Main Features of the Exhibition
- Drawings of birds by Japanese artists and the corresponding specimens shown side by side.
- A look on the history of species identification and denomination.
- The artist’s gaze and the scientist’s eye compared.
Overview of the exhibition
This exhibition reconstructs how Japanese artists gazed at birds, by showing drawings and the corresponding bird specimens side by side.
Kawabe Kakyo (1844-1928)’s Sketches of Birds series is a handbook for Japanese drawing called funpon, serving so to speak as a reference specimen drawn on paper. In Japan, those names were organized to a certain extent during the Edo period, but there wasn’t yet a unique name for each species, the classification allowing long lists of aliases and local names. In this exhibition, we selected sketches from Kawabe Kakyo’s Sketches of Birds for which the name differs from contemporary denomination, or for which the identification of the species is problematic, and confronted them with the associated actual bird specimen. Based on modern scientific knowledge, it is easy to state that these identifications are incorrect. But these cases remind us that in order to establish the correct identification, it was necessary to collect many specimens, describe and classify them, publish theses, unify the local names and attach precise drawings and photographs. With the help of actual specimens, the aim of this exhibition is to picture what people saw and thought when naming animals in the absence of scientific names.
Key Information
[Title] Special Exhibition “Aves Japonicae 6 – The Nominal and the Actual”

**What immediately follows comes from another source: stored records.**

PR #2135, opened 2026-09-03
Replace vercel/pkg with enhanced Node.js SEA

### LINKED ISSUE #2129: Use Node.js 24 to build AWSX
## Change

Set Node.js 24 in the root `mise.toml` so it overrides the older Node.js version generated in `.config/mise.toml`.

## Why

AWSX should use the current Node.js runtime for repository builds and tests. A root Mise override lets AWSX update independently without editing generated `ci-mgmt` configuration.

### LINKED ISSUE #2130: Replace vercel/pkg and update the embedded provider runtime
## Change

Replace the archived `vercel/pkg` build and the embedded Node.js 16 runtime.

Consider the options already identified:

- native Node.js SEA, which can embed Node.js 26 but requires bundling and cross-platform packaging;
- `@yao-pkg/pkg`, the maintained `vercel/pkg` replacement, which currently documents Node.js 22 and 24 targets;
- Bun `--compile`, which supports standalone executables but embeds Bun instead of Node.js.

Select and implement the first option that supports the complete AWSX provider and release-platform matrix.

## Why

Node.js 16 is no longer supported, and `vercel/pkg` is archived. The provider currently ships an obsolete runtime that no longer receives security or compatibility updates.

corymhall:
We have been using `vercel/pkg` to create provider binaries for awsx. `vercel/pkg` has been deprecated for a while now and only supports up to Node.js 16. This prevents us from upgrading past `v3.200.0` of pulumi (which requires Node.js 22) and means that we are shipping the provider with a version of nodejs that is no longer supported.

This PR replaces it with `@yao-pkg/pkg` (a maintained fork of `vercel/pkg`) enhanced SEA and Node.js 24.20.0. This comes with some tradeoffs:

**Benefits**
- SEA mode uses the official Node.js executables and Node's SEA mechanism
- Native Node.js SEA can embed one JavaScript entrypoint into an executable, but it does not handle the packaging (e.g. it can't create that single JavaScript entrypoint). `@yao-pkg/pkg` handles the packaging (e.g. finds dependencies through `require` calls, embeds application files like schema.json, etc) while still using native Node.js SEA.

**Downsides**
- `@yao-pkg/pkg` is still a 3rd party project, but this is no worse than `vercel/pkg`
- Official Node.js SEA builds dynamically linked linux executables, not static (see more on this below)

**Dynamic vs Static**

`@yao-pkg/pkg` supports two methods of packaging, `standard` and `SEA`. 

- `standard` mode works the same way as `vercel/pkg` and depends on a separate `pkg-fetch` project that publishes a patched version of Node.js. This allows `pkg` to build a `linuxstatic` executable.
- `SEA` uses the official Node.js which means it is not able to convert the official Linux executable into a static one.

This doc has more details on the difference between the two modes https://yao-pkg.github.io/pkg/guide/sea-vs-standard. `SEA` seems like the better option, but it does mean that for Linux we now require some extra dependencies.

**Linux Requirements**
- Linux kernel 4.18 or newer and glibc 2.28 or newer. 
- Standard Debian, Ubuntu, RHEL, and similar glibc distributions should work.
- A musl-only system like Alpine does not work without installing additional glibc dependencies

**MacOS Requirements**
- macOS 13.5 or newer

**Windows Requirements**
- Windows 10 or newer, or Windows Server 2016 or newer

I think this is an acceptable tradeoff because Pulumi already expects glibc-based Linux environments, and we expect most current users to meet these OS requirements. I've added a compatibility workflow that confirms that all six artifacts start on current native runners and that both Windows artifacts have valid signatures. This does not prove that no users will be affected. If this causes material customer problems, we will need to roll it back and reassess the packaging approach.

fixes #2130, fixes #2129


corymhall:

- #2135 ◀
    - #2138
        - #2140
            - #2141

julienp:
>  because Pulumi already expects glibc-based Linux environments

I don't think that is true, the CLI is built with `CGO_ENABLED=0`, and I can start the current release of `awsx` provider on `alpine:3.20`. I only tested to the point where it prints the port, but that should be enough to establish that it doesn't need glibc.

It might be that is still the right way to go about things, I think using Node.js standard standalone executables is an improvement.

Maybe we could have a build for the [alpine target](https://yao-pkg.github.io/pkg/guide/targets#alpine-musl), but we'd have to update the CLI's download to optionally consider libc/musl. Today we base it on `runtime.GOOS` and `runtime.GOARCH`

awsx/scripts/build.sh
```diff
@@ -50,4 +50,8 @@ yarn tsc
 cp ${SCHEMA} bin/schema.json
 cp package.json bin/package.json
 yarn --cwd bin version --new-version "${VERSION}" --no-git-tag-version
-yarn run pkg . --no-bytecode --public-packages "*" --public --target "${TARGET}" --output "${OUT}"
+yarn run pkg . --sea --target "${TARGET}" --output "${OUT}"
```
pose, line 53: @corymhall I would check that given that NodeJS 24 [already includes ways out of the box to do SEA](https://nodejs.org/api/single-executable-applications.html) if we need a dependency at all here and we can just simplify and use NodeJS built-in capabilities.

corymhall: Node’s SEA feature is not a complete packaging solution yet (and I don't know if it ever will be). For Node 24 it requires you to bundle a single JavaScript entrypoint yourself and pass that to the build. This means that without `@yao-pkg/pkg`, we would have to add our own bunder which would move a lot more packaging logic into this repo. `@yao-pkg/pkg --sea` does all that stuff for us while using the stock Node.js binaries.

corymhall:
> > because Pulumi already expects glibc-based Linux environments
> 
> I don't think that is true, the CLI is built with `CGO_ENABLED=0`, and I can start the current release of `awsx` provider on `alpine:3.20`. I only tested to the point where it prints the port, but that should be enough to establish that it doesn't need glibc.
> 
> It might be that is still the right way to go about things, I think using Node.js standard standalone executables is an improvement.
> 
> Maybe we could have a build for the [alpine target](https://yao-pkg.github.io/pkg/guide/targets#alpine-musl), but we'd have to update the CLI's download to optionally consider libc/musl. Today we base it on `runtime.GOOS` and `runtime.GOARCH`

I think I was basing it on the `pulumi/pulumi-base:latest` docker image, but yeah that doesn't mean that Pulumi itself doesn't support alpine.

pose (approved):

awsx/nodeCompatibility.ts
```diff
@@ -0,0 +1,273 @@
...
+      reason: "kernel-version",
+      message: `This Linux kernel is below the Node.js ${nodeRuntimePolicy.warningNodeMajor} support baseline (${nodeRuntimePolicy.minimumLinuxKernel}). Older kernels may still work.`,
+    });
+  }
+  if (facts.distribution === "alpine") {
+    risks.add({
+      reason: "musl",
+      message:
+        "Alpine was detected. Musl-only Linux environments, including Alpine, might no longer work.",
+    });
```
pgavlin: I think we can probably be more precise in detecting glibc availability. Looks like node settled on `/usr/binldd` for detecting `musl` specifically: https://github.com/nodejs/node/issues/48204

feels like the more accurate question to as is "is `glibc` available on the current system" (and maybe its version). maybe that's also doable with `ldd`?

[Dates] August 6, 2020 – November 8, 2020
[Opening Hours] 11:00-18:00 (open until 20:00 on Fridays and Saturdays) *Opening hours may change.
[Closed on] Mondays (or the following Tuesday if Monday is a National Holiday). May close irregularly.
[Venue] Intermediatheque 3F [STUDIOLO]
[Organizer] The University Museum, the University of Tokyo (UMUT)
[Admission] Free of charge
[Address] KITTE 2-3F, 2-7-2 Marunouchi, Chiyoda-ku, Tokyo, JAPAN
[Access] JR lines and Tokyo Metro Marunouchi line Tokyo Station (Marunouchi South Exit). Nijubashimae Station (Exit 4) on the Chiyoda Line (about 2 minutes on foot).